* **TASK TO CARRY OUT**: Search the records for the string "best" and return each line that has it.

* **Collected data entries**:
· · · · · · ·

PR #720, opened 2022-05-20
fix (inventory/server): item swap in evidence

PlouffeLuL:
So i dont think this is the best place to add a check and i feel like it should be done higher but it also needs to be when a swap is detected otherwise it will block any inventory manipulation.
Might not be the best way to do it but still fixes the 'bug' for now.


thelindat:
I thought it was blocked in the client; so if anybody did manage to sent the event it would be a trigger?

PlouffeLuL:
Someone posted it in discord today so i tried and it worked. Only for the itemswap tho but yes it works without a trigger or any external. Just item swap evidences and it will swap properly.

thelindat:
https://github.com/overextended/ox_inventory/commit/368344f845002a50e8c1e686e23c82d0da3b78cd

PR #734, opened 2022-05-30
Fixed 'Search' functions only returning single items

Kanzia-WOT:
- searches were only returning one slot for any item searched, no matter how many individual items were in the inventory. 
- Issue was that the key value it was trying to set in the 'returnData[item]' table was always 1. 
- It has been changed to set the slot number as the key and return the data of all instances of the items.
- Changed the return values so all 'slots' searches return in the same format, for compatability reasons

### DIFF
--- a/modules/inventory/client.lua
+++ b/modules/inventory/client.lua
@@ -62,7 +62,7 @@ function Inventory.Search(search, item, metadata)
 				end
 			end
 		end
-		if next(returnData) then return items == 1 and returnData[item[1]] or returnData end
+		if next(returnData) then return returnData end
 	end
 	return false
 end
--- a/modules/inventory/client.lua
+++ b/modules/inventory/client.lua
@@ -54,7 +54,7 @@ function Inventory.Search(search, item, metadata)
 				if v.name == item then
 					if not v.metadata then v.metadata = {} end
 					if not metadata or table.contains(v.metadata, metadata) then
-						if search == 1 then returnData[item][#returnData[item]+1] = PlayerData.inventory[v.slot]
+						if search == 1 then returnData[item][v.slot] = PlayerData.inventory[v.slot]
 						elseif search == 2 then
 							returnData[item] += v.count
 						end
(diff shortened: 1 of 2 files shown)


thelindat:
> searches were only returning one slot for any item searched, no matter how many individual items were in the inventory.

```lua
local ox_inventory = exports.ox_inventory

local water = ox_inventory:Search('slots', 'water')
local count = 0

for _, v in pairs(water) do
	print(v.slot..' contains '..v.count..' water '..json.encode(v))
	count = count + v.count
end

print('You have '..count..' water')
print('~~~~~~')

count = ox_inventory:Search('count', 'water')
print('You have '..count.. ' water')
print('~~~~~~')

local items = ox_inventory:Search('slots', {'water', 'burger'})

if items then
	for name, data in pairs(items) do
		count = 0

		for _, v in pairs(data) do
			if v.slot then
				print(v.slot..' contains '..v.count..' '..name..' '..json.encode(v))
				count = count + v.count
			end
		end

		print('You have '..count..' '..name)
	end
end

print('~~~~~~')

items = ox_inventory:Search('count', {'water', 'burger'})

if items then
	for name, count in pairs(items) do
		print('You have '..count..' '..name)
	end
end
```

· · · · · · ·

* **PROBLEM SOLUTION**:
So i dont think this is the best place to add a check and i feel like it should be done higher but it also needs to be when a swap is detected otherwise it will block any inventory manipulation.
Might not be the best way to do it but still fixes the 'bug' for now.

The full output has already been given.